* _Exercise instructions_: Every line below that contains "files" is to be copied.

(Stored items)

PR #804, opened 2019-05-08
Record subject image dimensions on load

### LINKED ISSUE #201: SingleSubjectImageViewer using SVG image, might want to switch to HTML img
**Package** lib-classifier

We store the subject image's `naturalWidth`, `naturalHeight`, `clientWidth`, `clientHeight` per image (stored by frame index) in the classification's metadata. This is to record the original image size versus how it is rendered in the browser. I'm not sure what the equivalent is for SVG `image`, but if we cannot do this, then we need to refactor the viewer to use HTML `img`.

### LINKED ISSUE #304: Add subject dimensions to classification metadata

eatyourgreens:
Get image dimensions from the HTML image preloader. Create a new, fake event and fake target on SVG image load, since the originals are read-only. Pass the fake event, with the HTML image dimensions, to the subject viewer store via the onReady event handler.

Todo:
- [x] Enable React lifecycle testing.
- [x] Mock window.Image and test the preloader.
- [x] ~~Record dimensions for SVG data images.~~
- [x] Pass image dimensions from the subject viewer to the current classification.
- [x] Record client rendered dimensions too (this might be optional.)

Package:
lib-classifier

Closes #201.
Closes #304.

# Review Checklist

## General

## Apps

- [ ] Does it work on mobile?

### DIFF
--- a/packages/lib-classifier/src/components/Classifier/components/SubjectViewer/components/LightCurveViewer/LightCurveViewerContainer.js
+++ b/packages/lib-classifier/src/components/Classifier/components/SubjectViewer/components/LightCurveViewer/LightCurveViewerContainer.js
@@ -83,8 +83,7 @@ class LightCurveViewerContainer extends Component {
 
   onLoad (rawData) {
     const { onReady } = this.props
-    // TODO: find a cleaner way to get the container node for the viewer.
-    const target = this.viewer.current.wrappedInstance.svgContainer.current
+    const target = this.viewer.current
     this.setState({
       dataExtent: {
         x: d3.extent(rawData.x),
@@ -114,7 +113,7 @@ class LightCurveViewerContainer extends Component {
 
     return (
       <LightCurveViewer
-        ref={this.viewer}
+        forwardRef={this.viewer}
         dataExtent={this.state.dataExtent}
         dataPoints={this.state.dataPoints}
         drawFeedbackBrushes={this.props.drawFeedbackBrushes}
--- a/packages/lib-classifier/src/components/Classifier/components/SubjectViewer/components/LightCurveViewer/LightCurveViewerContainer.js
+++ b/packages/lib-classifier/src/components/Classifier/components/SubjectViewer/components/LightCurveViewer/LightCurveViewerContainer.js
@@ -13,6 +13,7 @@ import withKeyZoom from '../../../withKeyZoom'
 class LightCurveViewerContainer extends Component {
   constructor () {
     super()
+    this.viewer = React.createRef()
     this.state = {
       loading: asyncStates.initialized,
       dataExtent: {
@@ -82,6 +83,8 @@ class LightCurveViewerContainer extends Component {
 
   onLoad (rawData) {
     const { onReady } = this.props
+    // TODO: find a cleaner way to get the container node for the viewer.
+    const target = this.viewer.current.wrappedInstance.svgContainer.current
     this.setState({
       dataExtent: {
         x: d3.extent(rawData.x),
@@ -90,7 +93,9 @@ class LightCurveViewerContainer extends Component {
       dataPoints: zip(rawData.x, rawData.y),
       loading: asyncStates.success
     },
-    onReady)
+    function () {
+      onReady({ target })
+    })
   }
 
   onError (error) {
@@ -109,6 +114,7 @@ class LightCurveViewerContainer extends Component {
 
     return (
       <LightCurveViewer
+        ref={this.viewer}
         dataExtent={this.state.dataExtent}
         dataPoints={this.state.dataPoints}
         drawFeedbackBrushes={this.props.drawFeedbackBrushes}
--- a/packages/lib-classifier/src/components/Classifier/components/SubjectViewer/components/SingleImageViewer/SingleImageViewerContainer.js
+++ b/packages/lib-classifier/src/components/Classifier/components/SubjectViewer/components/SingleImageViewer/SingleImageViewerContainer.js
@@ -8,10 +8,11 @@ import locationValidator from '../../helpers/locationValidator'
 class SingleImageViewerContainer extends React.Component {
   constructor () {
     super()
+    this.onLoad = this.onLoad.bind(this)
     this.onError = this.onError.bind(this)
     this.state = {
-      height: null,
-      width: null,
+      naturalHeight: null,
+      naturalWidth: null,
       loading: asyncStates.initialized
     }
   }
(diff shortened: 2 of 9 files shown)


packages/lib-classifier/src/store/SubjectViewerStore.js
```diff
@@ -63,12 +69,21 @@ const SubjectViewer = types
...
+      onSubjectReady (event) {
+        const { target = {} } = event || {}
+        const {
+          clientHeight = 0,
+          clientWidth = 0,
+          naturalHeight = 0,
+          naturalWidth = 0
+        } = target
+        self.dimensions.push({ clientHeight, clientWidth, naturalHeight, naturalWidth })
         self.ready = true
```
eatyourgreens: Maybe use `self.ready = self.dimensions.length === subject.locations.length` here to account for subjects with multiple linked files.

eatyourgreens:
`clientWidth` and `clientHeight` are set to 0 at the moment, but I could update this to get the rendered dimensions of the subject viewer's container. I'm not 100% sure if these are useful numbers to have with each classification. `naturalHeight` and `naturalWidth` make sense for interpreting the annotations from drawing tasks.

eatyourgreens:
Client dimensions added now, by getting a ref to the LCV's container DOM node. The code is a bit fragile, though. 🤔

packages/lib-classifier/src/store/ClassificationStore.js
```diff
@@ -132,10 +132,12 @@ const ClassificationStore = types
 
     function completeClassification () {
       const classification = self.active
+      const subjectDimensions = getRoot(self).subjectViewer.dimensions.toJSON()
```
srallen: Could we use `toJS` instead of `toJSON`? `toJS` gives us options about how to convert maps, if the data structure is using one.

packages/lib-classifier/src/components/Classifier/components/SubjectViewer/components/LightCurveViewer/LightCurveViewerContainer.js
```diff
@@ -82,6 +83,8 @@ class LightCurveViewerContainer extends Component {
 
   onLoad (rawData) {
     const { onReady } = this.props
+    // TODO: find a cleaner way to get the container node for the viewer.
+    const target = this.viewer.current.wrappedInstance.svgContainer.current
```
srallen: I'm planning on refactoring the LCV to not be the connected component to the store and instead move that up to the container here (or have another container specific to the store data connection), so that should make the ref cleaner.

packages/lib-classifier/src/components/Classifier/components/SubjectViewer/components/SingleImageViewer/SingleImageViewerContainer.js
```diff
@@ -8,10 +8,14 @@ import locationValidator from '../../helpers/locationValidator'
...
+    this.imageViewer = React.createRef()
+    this.onLoad = this.onLoad.bind(this)
     this.onError = this.onError.bind(this)
     this.state = {
-      height: null,
-      width: null,
+      clientHeight: 0,
+      clientWidth: 0,
+      naturalHeight: null,
+      naturalWidth: null,
```
srallen: Should the natural sizes also be 0? Just to be consistent with type with the client sizes

packages/lib-classifier/src/components/Classifier/components/SubjectViewer/components/SingleImageViewer/SingleImageViewerContainer.js
```diff
@@ -36,29 +40,41 @@ class SingleImageViewerContainer extends React.Component {
...
       })
     } catch (error) {
       this.onError(error)
     }
   }
 
+  onLoad (event) {
+    const { onReady } = this.props
+    const { clientHeight, clientWidth, naturalHeight, naturalWidth } = this.state
+    const { target } = event || {}
```
srallen: When would the target be undefined?

packages/lib-classifier/src/store/SubjectViewerStore.js
srallen: Yes, we'll want to do something like that when multi-image subject support is added. Could you note that in an issue? We have a milestone for implementing the other subject viewers that it could be linked to.

packages/lib-classifier/src/store/ClassificationStore.js
eatyourgreens: Sure.

packages/lib-classifier/src/components/Classifier/components/SubjectViewer/components/LightCurveViewer/LightCurveViewerContainer.js
eatyourgreens: I've changed this to use a forward ref, which is a lot cleaner.

packages/lib-classifier/src/components/Classifier/components/SubjectViewer/components/SingleImageViewer/SingleImageViewerContainer.js
eatyourgreens: Sure. They were `null` in the original code but that is inconsistent with the model type.

packages/lib-classifier/src/components/Classifier/components/SubjectViewer/components/SingleImageViewer/SingleImageViewerContainer.js
eatyourgreens: Video and audio, probably, from what I remember of the `onLoad` callbacks in PFE.

eatyourgreens: This line catches the case where the event is undefined, though.

eatyourgreens: Oh wait, this is the image loading code. Ignore my comments, I was thinking of the generic event handler in the subject viewer store.

packages/lib-classifier/src/store/SubjectViewerStore.js
eatyourgreens: Sure. There's also audio projects where each subject has two locations: one audio, one image; and video projects like Chimp & See where the first location is a video and the rest of the locations array are images.

HTML5 media don't fire a load event so we'll have to come back to this anyway.

eatyourgreens:
@srallen changes should all be taken care of now.

PR #808, opened 2019-05-09
Deploy production version of app-project to kubernetes

rogerhutchings:
- Deploy production version of app-project to kubernetes
- Rename the staging version for clarity

### DIFF
--- a/kubernetes/deployment.tmpl
+++ b/kubernetes/deployment.tmpl
@@ -1,21 +1,48 @@
 apiVersion: apps/v1
 kind: Deployment
 metadata:
-  name: front-end-staging
+  name: front-end-project-staging
   labels:
-    app: front-end-staging
+    app: front-end-project-staging
 spec:
   replicas: 2
   selector:
     matchLabels:
-      app: front-end-staging
+      app: front-end-project-staging
   template:
     metadata:
       labels:
-        app: front-end-staging
+        app: front-end-project-staging
     spec:
       containers:
         - name: fe-project-staging
           image: zooniverse/fe-project:__IMAGE_TAG__
           ports:
             - containerPort: 3000
+---
+apiVersion: apps/v1
+kind: Deployment
+metadata:
+  name: front-end-project-production
+  labels:
+    app: front-end-project-production
+spec:
+  replicas: 2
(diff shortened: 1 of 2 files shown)


kubernetes/deployment.tmpl
```diff
@@ -1,21 +1,48 @@
...
       containers:
         - name: fe-project-staging
           image: zooniverse/fe-project:__IMAGE_TAG__
           ports:
             - containerPort: 3000
+---
+apiVersion: apps/v1
+kind: Deployment
+metadata:
+  name: front-end-project-production
```
camallen: `front-end-project-production` doesn't really tell me which service this, could this be better named, e.g. `zooniverse-org-production`

adammcmaster: I agree. At the moment it's obvious that the "front end project" is the rebuild, but that won't make sense a couple of years from now.

adammcmaster:
> Will changing a service name require us to manually remove the service and re-create it?

Yes I think so – we won't have to manually create the new one but we'll need to remove the old one.

kubernetes/deployment.tmpl
rogerhutchings: Okay - how does that fit in with specifying that this is the project app as opposed to the static pages / admin / whatever app, as these will be built out separately? Or will they share the same service?

rogerhutchings:
> With this setup, production and staging will both always be deployed at the same time and will always run the same version of the code. Is that what we want at this stage?

I _think_ so - what we'd want ideally is automatic branch builds at some point for testing purposes, but I'll settle for a staging and production build

kubernetes/deployment.tmpl
camallen: `zooniverse-org-project-production` vs `zooniverse-org-static-production` etc?

rogerhutchings: Yeah - `zooniverse.org` will consist of multiple apps, which will have >1 environment (staging, production) etc, so would `zooniverse-org-project-production` for this one be more appropriate?

rogerhutchings:
I'm game - let me see if I can get `kubectl` set up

* _Solved exercise_:
(diff shortened: 2 of 9 files shown)
eatyourgreens: Maybe use `self.ready = self.dimensions.length === subject.locations.length` here to account for subjects with multiple linked files.
(diff shortened: 1 of 2 files shown)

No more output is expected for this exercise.